Task brief ::
Take every line from the entries below that includes the word "import" and copy it.

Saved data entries
—————

PR #1312, opened 2024-02-16
some improvements to drop mirroring

Amogh-Bharadwaj:


flow/workflows/cdc_flow.go
```diff
@@ -506,8 +506,7 @@ func CDCFlowWorkflowWithConfig(
 			RetryPolicy: &temporal.RetryPolicy{
 				MaximumAttempts: 20,
 			},
-			SearchAttributes:    mirrorNameSearch,
-			WaitForCancellation: true,
```
serprex, line 510: Turning off WaitForCancellation will hide children workflows taking too long to cancel themselves

At least for source connector we'll be waiting for the disconnect anyways to drop slot

Amogh-Bharadwaj: What do you mean by hide?

serprex: I mean the workflow will say it's canceled, which seems good, but we shouldn't really consider it canceled until these waits are satisfied

PR #2092, opened 2024-09-22
[cdc] update not present columns from oldtuple as well

heavycrystal:
rationale in comment

### DIFF
--- a/flow/connectors/postgres/cdc.go
+++ b/flow/connectors/postgres/cdc.go
@@ -16,7 +16,7 @@ import (
 	"github.com/lib/pq/oid"
 	"go.temporal.io/sdk/activity"
 
-	"github.com/PeerDB-io/peer-flow/connectors/external_metadata"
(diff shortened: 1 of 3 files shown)


flow/connectors/postgres/cdc.go
```diff
@@ -501,6 +501,7 @@ func PullCdcRecords[Items model.Items](
 					// tableName here is destination tableName.
 					// should be ideally sourceTableName as we are in PullRecords.
 					// will change in future
+					// TODO: replident is cached here, should not cache since it can change
```
serprex, line 504: what do you mean by cached? is there no relation message for this?

serprex (approved):

flow/connectors/postgres/cdc.go
heavycrystal: it's populated from SetupFlow, and I'm not sure if we get this as a relation message

PR #2100, opened 2024-09-25
fix more !BADKEY logs

serprex:
after #2099 I ran a grepped a few more instances of this issue


flow/e2e/postgres/qrep_flow_pg_test.go
```diff
@@ -166,7 +166,7 @@ func (s PeerFlowE2ETestSuitePG) TestSimpleSlotCreation() {
 		setupError <- s.conn.SetupReplication(context.Background(), signal, setupReplicationInput)
 	}()
 
-	s.t.Log("waiting for slot creation to complete: ", flowJobName)
+	s.t.Log("waiting for slot creation to complete: " + flowJobName)
```
heavycrystal, line 169: can use `slog.String`?

flow/workflows/cdc_flow.go
```diff
@@ -289,7 +289,7 @@ func addCdcPropertiesSignalListener(
 	cdcPropertiesSignalChan.AddToSelector(selector, func(cdcConfigUpdate *protos.CDCFlowConfigUpdate, more bool) {
 		// do this irrespective of additional tables being present, for auto unpausing
 		state.FlowConfigUpdate = cdcConfigUpdate
-		logger.Info("CDC Signal received. Parameters on signal reception:",
+		logger.Info("CDC Signal received",
 			slog.Int("BatchSize", int(state.SyncFlowOptions.BatchSize)),
 			slog.Int("IdleTimeout", int(state.SyncFlowOptions.IdleTimeoutSeconds)),
 			slog.Any("AdditionalTables", cdcConfigUpdate.AdditionalTables),
```
heavycrystal, line 295: unrelated but can log `UpdatedEnv` as well, I missed this

heavycrystal (approved):

flow/e2e/postgres/qrep_flow_pg_test.go
serprex: s.t.Log isn't slog, this is testing. Moved to concat since it was a false positive on my scan

PR #2101, opened 2024-09-25
[solar] make sync flow restart less often

heavycrystal:


flow/workflows/sync_flow.go
```diff
@@ -18,7 +18,7 @@ import (
 // set this value high enough to never be met, relying on cdc restarts.
 // In the future cdc flow restarts could be decoupled from sync flow restarts.
 const (
-	maxSyncsPerSyncFlow = 64
+	maxSyncsPerSyncFlow = 514
```
serprex, line 21:
```suggestion
	maxSyncsPerSyncFlow = 256
```

serprex: 514 is intentional

PR #2102, opened 2024-09-25
Clickhouse Raw Table: Change order by to batch ID

Amogh-Bharadwaj:
This PR changes the table creation command of the raw table for Clickhouse. Instead of ordering by `_peerdb_uid`, we now order by `_peerdb_batch_id` 
The goal is to improve the performance of SELECTs from the raw table during normalize

### DIFF
--- a/flow/alerting/alerting.go
+++ b/flow/alerting/alerting.go
@@ -276,7 +276,7 @@ func (a *Alerter) checkAndAddAlertToCatalog(ctx context.Context, alertConfigId i
 	var createdTimestamp time.Time
 	err = row.Scan(&createdTimestamp)
 	if err != nil && err != pgx.ErrNoRows {
-		logger.LoggerFromCtx(ctx).Warn("failed to send alert: ", slog.String("err", err.Error()))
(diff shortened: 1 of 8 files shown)


flow/connectors/clickhouse/cdc.go
```diff
@@ -54,7 +54,7 @@ func (c *ClickHouseConnector) CreateRawTable(ctx context.Context, req *protos.Cr
 		_peerdb_match_data String,
 		_peerdb_batch_id Int,
 		_peerdb_unchanged_toast_columns String
-	) ENGINE = ReplacingMergeTree ORDER BY _peerdb_uid;`
+	) ENGINE = ReplacingMergeTree ORDER BY _peerdb_batch_id;`
```
iskakaushik, line 57: should we also include destination table name? cc: @heavycrystal

heavycrystal: will test and add

Amogh-Bharadwaj:
following here now: https://github.com/PeerDB-io/peerdb/pull/2104

PR #2107, opened 2024-09-26
RenameTableOptions: remove TableSchema

serprex:
In #2090 I got so caught up fixing bug @heavycrystal pointed out that I forgot I wanted to clean the code out of existence

This has no change in behavior, just cleans up protobuf so there isn't this weird 'workflow send nils into activity, activity fills in at start' protocol

### DIFF
--- a/flow/connectors/core.go
+++ b/flow/connectors/core.go
@@ -265,7 +265,7 @@ type RawTableConnector interface {
 type RenameTablesConnector interface {
 	Connector
 
-	RenameTables(context.Context, *protos.RenameTablesInput) (*protos.RenameTablesOutput, error)
+	RenameTables(context.Context, *protos.RenameTablesInput, map[string]*protos.TableSchema) (*protos.RenameTablesOutput, error)
 }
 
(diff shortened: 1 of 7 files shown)


heavycrystal (approved):

flow/connectors/core.go
```diff
@@ -265,7 +265,7 @@ type RawTableConnector interface {
 type RenameTablesConnector interface {
 	Connector
 
-	RenameTables(context.Context, *protos.RenameTablesInput) (*protos.RenameTablesOutput, error)
+	RenameTables(context.Context, *protos.RenameTablesInput, map[string]*protos.TableSchema) (*protos.RenameTablesOutput, error)
```
serprex, line 268: Another option, that'd avoid these map lookups, would be to have this method take a `[]model.RenameTableConfig` which we convert to from `*protos.RenameTablesInput`. It'd be `struct {CurrentName string; NewName string; TableSchema *protos.TableSchema}`

heavycrystal: I'd prefer this

PR #2111, opened 2024-09-30
chore: update dependencies

serprex:


iskakaushik:
@serprex  should we update golang version as well?

iskakaushik (approved):

PR #2112, opened 2024-09-30
_peerdb_uid: be uuid

serprex:


heavycrystal:
is there a reason we're doing this or is this just to look cleaner?

flow/connectors/postgres/postgres.go
```diff
@@ -451,7 +451,7 @@ func syncRecordsCore[Items model.Items](
 				}
 
 				row = []any{
-					uuid.New().String(),
+					uuid.New(),
```
heavycrystal, line 454: should test if switching this with the old raw table syntax will break syncs
ideally we'd have a fallback or a migration

flow/connectors/utils/stream.go
```diff
@@ -121,7 +121,7 @@ func recordToQRecordOrError[Items model.Items](batchID int64, record model.Recor
 		return nil, fmt.Errorf("unknown record type: %T", typedRecord)
 	}
 
-	entries[0] = qvalue.QValueString{Val: uuid.New().String()}
+	entries[0] = qvalue.QValueUUID{Val: uuid.New()}
```
heavycrystal, line 124: same here

serprex:
> is there a reason we're doing this or is this just to look cleaner?

it also fits in storage cleaner

flow/connectors/postgres/postgres.go
serprex: tested with old schema, postgres can handle inserting uuid into text column

iskakaushik:
@serprex existing mirrors in CH will continue to work after this and doesn't require any special migration i'm assuming?

heavycrystal (approved):

flow/connectors/utils/stream.go
heavycrystal: SF and BQ as well, unless we're not upgrading customers using them

serprex:
> @serprex existing mirrors in CH will continue to work after this and doesn't require any special migration i'm assuming?

correct

PR #2113, opened 2024-09-30
clickhouse: fix normalizing updates to primary key

serprex:
when primary key updated row becomes duplicate because old version isn't marked outdated,
generate deletion records behind updates

on an update heavy workload where primary keys aren't updated this can be disabled with `PEERDB_CLICKHOUSE_DISABLE_PRIMARY_UPDATE` to omit `UNION ALL`

if custom ordering is on a non replica identity column then row data may be missing,
causing this to fail to prevent duplication

### DIFF
--- a/flow/connectors/clickhouse/normalize.go
+++ b/flow/connectors/clickhouse/normalize.go
@@ -15,6 +15,7 @@ import (
 	"github.com/PeerDB-io/peer-flow/generated/protos"
 	"github.com/PeerDB-io/peer-flow/model"
 	"github.com/PeerDB-io/peer-flow/model/qvalue"
+	"github.com/PeerDB-io/peer-flow/peerdbenv"
 )
 
 const (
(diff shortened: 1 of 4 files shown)


serprex:
Given updating primary keys is quite rare (difficult to do with pg if you use foreign keys) it may be better to have this disabled by default

flow/connectors/clickhouse/normalize.go
```diff
@@ -321,23 +326,43 @@ func (c *ClickHouseConnector) NormalizeRecords(
...
 		// add _peerdb_sign as _peerdb_record_type / 2
 		projection.WriteString(fmt.Sprintf("intDiv(_peerdb_record_type, 2) AS `%s`,", signColName))
+		// projectionUpdate generates delete on previous record, so _peerdb_record_type is filled in as 2
+		projectionUpdate.WriteString(fmt.Sprintf("1 AS `%s`,", signColName))
 		colSelector.WriteString(fmt.Sprintf("`%s`,", signColName))
 
 		// add _peerdb_timestamp as _peerdb_version
 		projection.WriteString(fmt.Sprintf("_peerdb_timestamp AS `%s`", versionColName))
+		// decrement timestamp by 1 so delete is ordered before update's new data
+		projectionUpdate.WriteString(fmt.Sprintf("_peerdb_timestamp - 1 AS `%s`", versionColName))
```
serprex, line 365: in theory this could be weird if two updates happened after each other by 1 tick with the second update on the primary key

heavycrystal (approved):
the perf impact of this seems noticeable
should be opt-in imo

PR #2114, opened 2024-09-30
Clickhouse: add test for schema changes

Amogh-Bharadwaj:
Quote target table name and add an E2E test for schema changes


flow/e2e/clickhouse/peer_flow_ch_test.go
```diff
@@ -263,3 +263,81 @@ func (s ClickHouseSuite) Test_Date32() {
 	env.Cancel()
 	e2e.RequireEnvCanceled(s.t, env)
 }
+
+func (s ClickHouseSuite) Test_Schema_Changes_CH() {
```
serprex, line 267: If CH implements `connectors.GetTableSchemaConnector` then generic schema changes test will be activated for CH

serprex (approved):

—————

Reply to the task ::
@@ -16,7 +16,7 @@ import (
@@ -18,7 +18,7 @@ import (
@@ -15,6 +15,7 @@ import (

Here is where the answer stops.